Take every line containing "targetNamespaceKey" out of the records.

Collected data
◇ ◇ ◇ ◇

PR #412, opened 2021-09-20
Option to disable the default creation of RBAC resources

savitaashture:
# Changes

This PR addresses providing way to disable auto creation of RBAC resources at cluster as well as namespace level
**At cluster level**
* Set `disable-rbac-clusterwide: true` in **TektonConfig** CR

**At namespace level**
* Set label on namespace `oc label ns <ns-name> openshift-pipelines.tekton.dev/disable-rbac-injection=true`

/cc @nikhil-thomas @vdemeester @sm43 

# Submitter Checklist

review them:

# Release Notes

```release-note
Admin can disable auto creation of RBAC resources (ServiceAccount, RoleBinding, SCCRoleBinding, CABundlesConfigMap and add Subjects to openshift-pipelines-clusterinterceptors ClusterRoleBinding).
```


pkg/apis/operator/v1alpha1/tektonconfig_types.go
```diff
@@ -89,6 +89,9 @@ type TektonConfigSpec struct {
 	// Dashboard holds the customizable options for dashboards component
 	// +optional
 	Dashboard Dashboard `json:"dashboard,omitempty"`
+	// DisableRbacClusterWide holds the option to disable/enable creation of RBAC resources
+	// +optional
+	DisableRbacClusterWide bool `json:"disable-rbac-clusterwide,omitempty"`
```
nikhil-thomas, line 94: how about

```suggestion
	AutoConfigDefaultSA bool `json:"disable-rbac-clusterwide,omitempty"`
```
true/false

cluster wide is known as all other options here are clusterwide. And `RbacClusterwide` sounds a bit developer oriented.

pkg/reconciler/openshift/tektonconfig/rbac.go
```diff
@@ -42,23 +42,25 @@ const (
 	trustedCABundleConfigMap = "config-trusted-cabundle"
 	clusterInterceptors      = "openshift-pipelines-clusterinterceptors"
 	namespaceVersionLabel    = "openshift-pipelines.tekton.dev/namespace-reconcile-version"
+	disableRbacInjection     = "openshift-pipelines.tekton.dev/disable-rbac-injection"
```
nikhil-thomas, line 45: usually, double negatives could be confusing eg: `someting-disable: false` 
ie, disableRbac could be read as "disable doing something to do with RBAC" or there is an already existing entity which is disabling RBAC and this flag disbleRBAC will disable that.

if we can make this a neutral staement which toggles between true and false then it will be easier for our end user to think about it.

eg: <funciton-of-feature>: true/false

pkg/apis/operator/v1alpha1/tektonconfig_types.go
savitaashture: if we use `ConfigurePipelineServiceAccount` it indicates only for ServiceAccount but we are disabling other resources also along with `ServiceAccount` 

So how about using this 
`ConfigureRbacResources` :thinking:

pkg/reconciler/openshift/tektonconfig/rbac.go
```diff
@@ -42,23 +42,25 @@ const (
...
-	version           string
+	kubeClientSet          kubernetes.Interface
+	operatorClientSet      clientset.Interface
+	manifest               mf.Manifest
+	ownerRef               metav1.OwnerReference
+	version                string
+	disableRbacClusterWide bool
 }
 
 func (r *rbac) cleanUp(ctx context.Context) error {
```
sm43, line 60: should we add cleanup for injection label too? like too remove the label when uninstalling from ns

pkg/reconciler/openshift/tektonconfig/rbac.go
```diff
@@ -81,25 +83,84 @@ func (r *rbac) createResources(ctx context.Context) error {
...
+				} else {
+					rbacNamespaces = append(rbacNamespaces, n)
+					continue
+				}
+			} else {
+				rbacNamespaces = append(rbacNamespaces, n)
+				continue
+			}
+		}
+	}
```
nikhil-thomas, line 131: instead of nesting the checks, if we can make it 2 different checks, then it might make this easy to maitain in the future

how about

```
if disableRbacInjection explicitly set:
    if true
        add to disable list
    else
        add to enable list
    continue # as the label has precedence we don't have to check the value of config spec if label is set
    
if  r.disableRbacClusterWide = true
    add namespace to disablelist
else
    add namespace to enable list
```

pkg/apis/operator/v1alpha1/tektonconfig_types.go
vdemeester: If we change the field, we might want to change the "json" field as well.

vdemeester: Also, we should probably discuss the naming in the [enhancement review](https://github.com/openshift-pipelines/enhancements/pull/3/files)

pkg/reconciler/openshift/tektonconfig/rbac.go
```diff
@@ -81,25 +83,84 @@ func (r *rbac) createResources(ctx context.Context) error {
...
+	for _, n := range allNamespaces.Items {
 		if ignore := nsRegex.MatchString(n.GetName()); ignore {
 			continue
 		}
-		rbacNamespaces = append(rbacNamespaces, n)
+		v, ok := n.GetLabels()[disableRbacInjection]
+		if r.disableRbacClusterWide {
+			if ok {
+				if v == "false" || v == "" {
+					rbacNamespaces = append(rbacNamespaces, n)
```
sm43, line 105: previously, after creating the rbac resources in a `ns` we use to add `openshift-pipelines.tekton.dev/namespace-reconcile-version = <version>` label and in next reconcilation if ns has label then we use to ignore it
unless if it is an upgrade then the check will fail and we recreate rbac 

Currently, it is going through all ns each time right? do we not need to check the label
if the label exist then we can ignore going though that ns for rbac creation

pkg/reconciler/openshift/tektonconfig/rbac.go
savitaashture: Not sure whether we can clean the label as part of Operator uninstall as label is injected by user and not by Operator so i am thinking let user remove it based on their use case
But i may be wrong in considering end user scenario

/cc @ppitonak @vdemeester

pkg/apis/operator/v1alpha1/tektonconfig_types.go
nikhil-thomas: > we should probably discuss the naming in the enhancement review

absolutely. i missed that. 
i shall add a comment on this thread, if it doesn't resolve here, shortly, then we shall take it up there 🧑‍💻

pkg/reconciler/openshift/tektonconfig/rbac.go
sm43: ah sry I meant while deleting `TektonConfig` 😅 .. while uninstalling it would be kinda difficult to do this

pkg/apis/operator/v1alpha1/tektonconfig_types.go
nikhil-thomas: > So how about using this
ConfigureRbacResources 🤔

i agree with you, about the `SA` part. 

one comment on `ConfigureRbacResources` is that it could be read as, configuring RBAC by operator for the fucntioning of pipelines, triggers etc (rbac that comes with the components).

`ConfigureDefaultSA` could have been another name, but the `default` sa itself could make this confusing. 😄

nikhil-thomas: I think `ConfigureRBACResources` is good enough 👍 
with proper documentation, this name should work fine.

pkg/reconciler/openshift/tektonconfig/rbac.go
savitaashture: >and in next reconcilation if ns has label then we use to ignore it
unless if it is an upgrade then the check will fail and we recreate rbac

right but for this scenario everytime user update namespace label and in that case if we list namespace based on `openshift-pipelines.tekton.dev/namespace-reconcile-version = <version>` then while updating label on namespace it was never coming to this logic

pkg/reconciler/openshift/tektonconfig/rbac.go
savitaashture: even while deleting `TektonConfig` it won't do anything with labels on namespace because labels are set by User

nikhil-thomas: > so i am thinking let user remove it based on their use case

i think, this will be the expected UX from a user side.
as this label is not added by the controller, let us not touch it from the controller.

usecase: if a user wants to uninstall reinstall, the user (admin) will not want to relabel all the namespaces, again. The user might expect the re-installation to come back to the state based on already existing user supplied labels.

pkg/reconciler/openshift/tektonconfig/rbac.go
savitaashture: Yup updated :+1:

pkg/reconciler/openshift/tektonconfig/rbac.go
nikhil-thomas: i think if we split the namespace list query based on teh clusterWide spec, the list of namespaces will be much shorter.
This could fasten the process a lot as practically we will be interested in on only a short subset of all namespaces in any cluster. Let me try to come up with an example.

pkg/apis/operator/v1alpha1/tektonconfig_types.go
vdemeester: > i shall add a comment on this thread, if it doesn't resolve here, shortly, then we shall take it up there technologist

What do you mean ?

nikhil-thomas: if we agree on the `ConfigureRBACResources` then let us update that in the enhancement and we shall resolve this. :+1:

pkg/reconciler/openshift/tektonconfig/extension.go
```diff
@@ -65,10 +65,11 @@ func (oe openshiftExtension) PreReconcile(ctx context.Context, tc v1alpha1.Tekto
 	}
```
sm43, line 66: should we add the param in TektonConfig CR with default value? similar to other defaults

vdemeester (approved):

pkg/reconciler/openshift/tektonconfig/rbac.go
```diff
@@ -75,35 +83,94 @@ func (r *rbac) cleanUp(ctx context.Context) error {
...
-	// `openshift-pipelines.tekton.dev/namespace-ready: <release-version>`
+	// `openshift-pipelines.tekton.dev/namespace-reconcile-version: <release-version>`
 	namespaces, err := r.kubeClientSet.CoreV1().Namespaces().List(ctx, metav1.ListOptions{
 		LabelSelector: fmt.Sprintf("%s != %s", namespaceVersionLabel, r.version),
 	})
 	if err != nil {
 		return err
 	}
 
+	namespacesWithVersionLabel, err := r.kubeClientSet.CoreV1().Namespaces().List(ctx, metav1.ListOptions{
```
sm43, line 122: why do we require this call? 🤔

pkg/reconciler/openshift/tektonconfig/extension.go
```diff
@@ -65,10 +65,11 @@ func (oe openshiftExtension) PreReconcile(ctx context.Context, tc v1alpha1.Tekto
...
-		operatorClientSet: oe.operatorClientSet,
-		ownerRef:          configOwnerRef(tc),
-		version:           os.Getenv(versionKey),
+		kubeClientSet:                    oe.kubeClientSet,
+		operatorClientSet:                oe.operatorClientSet,
+		version:                          os.Getenv(versionKey),
+		disableRbacResourcesForOpenshift: config.Spec.Params,
+		tektonConfig:                     config,
 	}
 	return r.createResources(ctx)
```
sm43, line 74: what if here we check if the `createRbacResources` param is true or not?
if false 
  we get the name of installer set and delete it
if true
  then create an installer set and pass the owner ref of installer set to the create func
  
 ---- 
 inside it as we just need to update all the func 
 if resource exist then update the resource the owner ref  
 
 as it is an upgrade we will get all namespace in the existing `version != 1.6` call

pkg/apis/operator/v1alpha1/tektonconfig_types.go
```diff
@@ -97,6 +100,10 @@ type TektonConfigStatus struct {
 	// The version of the installed release
 	// +optional
 	Version string `json:"version,omitempty"`
+
+	// The current installer set name
+	// +optional
+	TektonInstallerSet map[string]string `json:"tektonInstallerSet,omitempty"`
```
sm43, line 106:
```suggestion
	TektonInstallerSet map[string]string `json:"tektonInstallerSets,omitempty"`
```

pkg/reconciler/openshift/tektonconfig/rbac.go
savitaashture: For the first time when user install OSP it adds `"openshift-pipelines.tekton.dev/namespace-reconcile-version"` to all namespace except `^(openshift|kube)-` 

and later when user update TektonConfig CR for `createRbacResources` its comes to rbac.go and don't go to any namespaces because this check https://github.com/tektoncd/operator/blob/main/pkg/reconciler/openshift/tektonconfig/rbac.go#L84-L85 

so to avoid that added another call to fetch all those namespaces which have `openshift-pipelines.tekton.dev/namespace-reconcile-version` to avoid looping over the **all Namespaces**

pkg/reconciler/openshift/tektonconfig/extension.go
```diff
@@ -103,6 +131,117 @@ func (oe openshiftExtension) Finalize(ctx context.Context, comp v1alpha1.TektonC
...
+			Annotations: map[string]string{
+				releaseVersionKey:  releaseVersion,
+				targetNamespaceKey: tc.Spec.TargetNamespace,
+			},
+			OwnerReferences: []metav1.OwnerReference{ownerRef},
+		},
+	}
+}
+
+func (r *rbac) deleteInstallerSet(ctx context.Context, tc *v1alpha1.TektonConfig, component string) error {
```
nikhil-thomas, line 180: let us move this function belongs in the rbac.go, as it is a method on the rbac struct

pkg/apis/operator/v1alpha1/tektonconfig_types.go
```diff
@@ -97,6 +100,10 @@ type TektonConfigStatus struct {
 	// The version of the installed release
 	// +optional
 	Version string `json:"version,omitempty"`
+
+	// The current installer set name
+	// +optional
+	TektonInstallerSet map[string]string `json:"tektonInstallerSets,omitempty"`
```
nikhil-thomas, line 106: In my opinion, a list of names of TektonInstallerSets directly managed by TektonConfig is of low value. 
In addition, as  rbac is a platform specific operation let us keep the effects away from this common area.

As there will be only one InstallerSet for RBAC, we can keep the name constant and we do not have to record that as a status field.

pkg/reconciler/openshift/tektonconfig/extension.go
```diff
@@ -67,10 +68,37 @@ func (oe openshiftExtension) PreReconcile(ctx context.Context, tc v1alpha1.Tekto
 	r := rbac{
 		kubeClientSet:     oe.kubeClientSet,
 		operatorClientSet: oe.operatorClientSet,
-		ownerRef:          configOwnerRef(tc),
 		version:           os.Getenv(versionKey),
+		tektonConfig:      config,
 	}
-	return r.createResources(ctx)
+
+	var createResourceError error
```
nikhil-thomas, line 75: could we move this to the top or to the rbac package.
let us make this more descriptive/meaningful as well.

pkg/reconciler/openshift/tektonconfig/extension.go
```diff
@@ -67,10 +68,37 @@ func (oe openshiftExtension) PreReconcile(ctx context.Context, tc v1alpha1.Tekto
...
+					return err
+				}
+
+			} else {
+				createResourceError = r.createResources(ctx)
+			}
+		} else {
+			createResourceError = r.createResources(ctx)
+		}
+		continue
```
nikhil-thomas, line 98: let us remove this `else` and `coninue` is , 
this means that for each item in the params list which is not `createResources`, `createResources` will be called.

nikhil-thomas: the absence of the param is already handled above in 
```
if len(config.Spec.Params) == 0 {
		createResourceError = r.createResources(ctx)
	}
```

pkg/reconciler/openshift/tektonconfig/extension.go
```diff
@@ -67,10 +68,37 @@ func (oe openshiftExtension) PreReconcile(ctx context.Context, tc v1alpha1.Tekto
...
+		// then disable auto creation of RBAC resources by deleting installerSet
+		if v.Name == "createRbacResource" {
+			if v.Value == "false" {
+				if err := r.deleteInstallerSet(ctx, r.tektonConfig, componentName); err != nil {
+					return err
+				}
+				// remove openshift-pipelines.tekton.dev/namespace-reconcile-version label from namespaces while deleting RBAC resources.
+				if err := r.cleanUp(ctx); err != nil {
+					return err
+				}
```
nikhil-thomas, line 90: do we need 2 separate calls here.
shall we wrap both of them in a `cleanupResources` method in rbac.go (like the `createResources` method)

pkg/reconciler/openshift/tektonconfig/extension.go
```diff
@@ -67,10 +68,37 @@ func (oe openshiftExtension) PreReconcile(ctx context.Context, tc v1alpha1.Tekto
...
+
+			} else {
+				createResourceError = r.createResources(ctx)
```
nikhil-thomas, line 93: we could directly return the error and return a `nil` at the end after the for loop

pkg/reconciler/openshift/tektonconfig/extension.go
```diff
@@ -103,6 +131,117 @@ func (oe openshiftExtension) Finalize(ctx context.Context, comp v1alpha1.TektonC
...
+func configOwnerRef(tc v1alpha1.TektonInstallerSet) metav1.OwnerReference {
+	return *metav1.NewControllerRef(&tc, tc.GetGroupVersionKind())
+}
+
+func createInstallerSet(ctx context.Context, oc versioned.Interface, ta *v1alpha1.TektonConfig,
+	releaseVersion, component, installerSetName string) error {
+
+	is := makeInstallerSet(ta, installerSetName, releaseVersion)
+
+	createdIs, err := oc.OperatorV1alpha1().TektonInstallerSets().
```
nikhil-thomas, line 143: let us move all `installerSet` related functionality into a separate file within this package (or to  the common package if that makes more sense). 

At present, we are calling methods from rbac.go from this file then later calling functions in this file from rbac.go.

pkg/reconciler/openshift/tektonconfig/rbac.go
```diff
@@ -41,6 +42,11 @@ const (
 	trustedCABundleConfigMap = "config-trusted-cabundle"
 	clusterInterceptors      = "openshift-pipelines-clusterinterceptors"
 	namespaceVersionLabel    = "openshift-pipelines.tekton.dev/namespace-reconcile-version"
+	createdByKey             = "operator.tekton.dev/created-by"
+	createdByValue           = "RBAC"
+	releaseVersionKey        = "operator.tekton.dev/release-version"
+	targetNamespaceKey       = "operator.tekton.dev/target-namespace"
+	componentName            = "rbacTaskInstallerSet"
```
nikhil-thomas, line 49: As the `kind` will be `TektonInstallerSet`, can we shorten this name to `rbac` or `rhosp-rbac` or `tekton-rbac`

pkg/reconciler/openshift/tektonconfig/extension.go
```diff
@@ -103,6 +131,117 @@ func (oe openshiftExtension) Finalize(ctx context.Context, comp v1alpha1.TektonC
...
+	ownerRef := *metav1.NewControllerRef(tc, tc.GetGroupVersionKind())
+	return &v1alpha1.TektonInstallerSet{
+		ObjectMeta: metav1.ObjectMeta{
+			Name: name,
+			Labels: map[string]string{
+				createdByKey: createdByValue,
+			},
+			Annotations: map[string]string{
+				releaseVersionKey:  releaseVersion,
+				targetNamespaceKey: tc.Spec.TargetNamespace,
```
nikhil-thomas, line 173: `targetNamespaceKey` could be avoided. This was there in the other InstallerSet without much functional usage at present.

pkg/reconciler/openshift/tektonconfig/rbac.go
```diff
@@ -104,6 +111,25 @@ func (r *rbac) createResources(ctx context.Context) error {
 		return nil
 	}
 
+	exist, err := checkIfInstallerSetExist(ctx, r.operatorClientSet, r.version, r.tektonConfig, componentName)
+	if err != nil {
+		return err
+	}
+	if !exist {
+		if err := createInstallerSet(ctx, r.operatorClientSet, r.tektonConfig,
+			r.version, componentName, "rbac-resources"); err != nil {
```
nikhil-thomas, line 120: why is 2 names necesary 1. the constant `componentName` and then `rbac-resources`.

pkg/reconciler/openshift/tektonconfig/rbac.go
```diff
@@ -104,6 +111,25 @@ func (r *rbac) createResources(ctx context.Context) error {
 		return nil
 	}
 
+	exist, err := checkIfInstallerSetExist(ctx, r.operatorClientSet, r.version, r.tektonConfig, componentName)
```
nikhil-thomas, line 114: can we do a direct TektonInstallerSets.Get() using the name `rbac-resources` to check the expected InstallerSet exists.

pkg/reconciler/openshift/tektonconfig/extension.go
```diff
@@ -103,6 +131,117 @@ func (oe openshiftExtension) Finalize(ctx context.Context, comp v1alpha1.TektonC
...
+		}
+
+		// clear the name of installer set from TektonAddon status
+		delete(tc.Status.TektonInstallerSet, component)
+		_, err = r.operatorClientSet.OperatorV1alpha1().TektonConfigs().
+			UpdateStatus(ctx, tc, metav1.UpdateOptions{})
+		if err != nil && !errors.IsNotFound(err) {
+			return err
+		}
+	}
```
nikhil-thomas, line 202: shall we use a simple TektonInstallerSet.Get() call with name `rbac-resources` to find the InstallerSet

pkg/apis/operator/v1alpha1/tektonconfig_types.go
savitaashture: Added status field to indicate creation of rbac resources are enabled or disabled

/cc @sm43

pkg/reconciler/openshift/tektonconfig/extension.go
savitaashture: As discussed with you handling this part based on flag

pkg/reconciler/openshift/tektonconfig/extension.go
savitaashture: kept `deleteInstallerSet` separate so that can be used later when someone add new installerSet for TektonConfig

/cc @pradeepitm12

pkg/apis/operator/v1alpha1/tektonconfig_types.go
sm43: for TektonPipelines, there were multiple installerSet created and keeping hardcoded name wasn't a good option
and status also works as an check whether we have enabled that part or not
like if the name of `installerSet` in status doesn't exist and `createRbacResource` is `false` then we can just save the delete api call which we would be doing on each reconcile

sm43: and if pruner is going to use installerSet as ownerRef then this would be visible in both platform
otherwise the field will not be visible on k8s

savitaashture:
@nikhil-thomas as per the discussion I have updated PR
PTAL

pkg/reconciler/openshift/tektonconfig/rbac.go
```diff
@@ -75,12 +83,39 @@ func (r *rbac) cleanUp(ctx context.Context) error {
 	return nil
 }
 
+func (r *rbac) setDefault() bool {
```
savitaashture, line 86: @sm43 added defaulting function to set default key and value for param
/cc @nikhil-thomas @vdemeester

pkg/reconciler/openshift/tektonconfig/common.go
```diff
@@ -0,0 +1,119 @@
+package tektonconfig
```
sm43, line 1: nit: license

pkg/reconciler/openshift/tektonconfig/common.go
```diff
@@ -0,0 +1,119 @@
...
+
+	if compInstallerSet != "" {
+		// delete the installer set
+		err := oc.OperatorV1alpha1().TektonInstallerSets().
+			Delete(ctx, tc.Status.TektonInstallerSet[component], metav1.DeleteOptions{})
+		if err != nil && !errors.IsNotFound(err) {
+			return err
+		}
+
+		// clear the name of installer set from TektonAddon status
```
sm43, line 67:
```suggestion
		// clear the name of installer set from TektonConfig status
```

pkg/reconciler/openshift/tektonconfig/extension.go
```diff
@@ -56,22 +56,44 @@ func (oe openshiftExtension) Transformers(comp v1alpha1.TektonComponent) []mf.Tr
...
+		kubeClientSet:     oe.kubeClientSet,
+		operatorClientSet: oe.operatorClientSet,
+		version:           os.Getenv(versionKey),
+		tektonConfig:      config,
+	}
+
 	pipelineUpdated := openshiftPipeline.SetDefault(&config.Spec.Pipeline)
 	triggerUpdated := openshiftTrigger.SetDefault(&config.Spec.Trigger.TriggersProperties)
-	if pipelineUpdated || triggerUpdated {
+	if pipelineUpdated || triggerUpdated || r.setDefault() {
```
sm43, line 68: 👍🏽

savitaashture:
> /hold to address some minor comments sweat_smile also @nikhil-thomas ptal :)

@sm43 fixed review comments

vdemeester (approved):

pkg/reconciler/openshift/tektonconfig/extension.go
```diff
@@ -103,6 +125,6 @@ func (oe openshiftExtension) Finalize(ctx context.Context, comp v1alpha1.TektonC
 }
 
 // configOwnerRef returns owner reference pointing to passed instance
-func configOwnerRef(tc v1alpha1.TektonComponent) metav1.OwnerReference {
-	return *metav1.NewControllerRef(tc, tc.GroupVersionKind())
+func configOwnerRef(tc v1alpha1.TektonInstallerSet) metav1.OwnerReference {
+	return *metav1.NewControllerRef(&tc, tc.GetGroupVersionKind())
```
nikhil-thomas, line 129: could you move this also to `pkg/reconciler/openshift/tektonconfig/common.go` as all other installerSet related functions are there.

◇ ◇ ◇ ◇

▶ _YOUR RESPONSE_:
+				targetNamespaceKey: tc.Spec.TargetNamespace,
+	targetNamespaceKey       = "operator.tekton.dev/target-namespace"
+				targetNamespaceKey: tc.Spec.TargetNamespace,
nikhil-thomas, line 173: `targetNamespaceKey` could be avoided. This was there in the other InstallerSet without much functional usage at present.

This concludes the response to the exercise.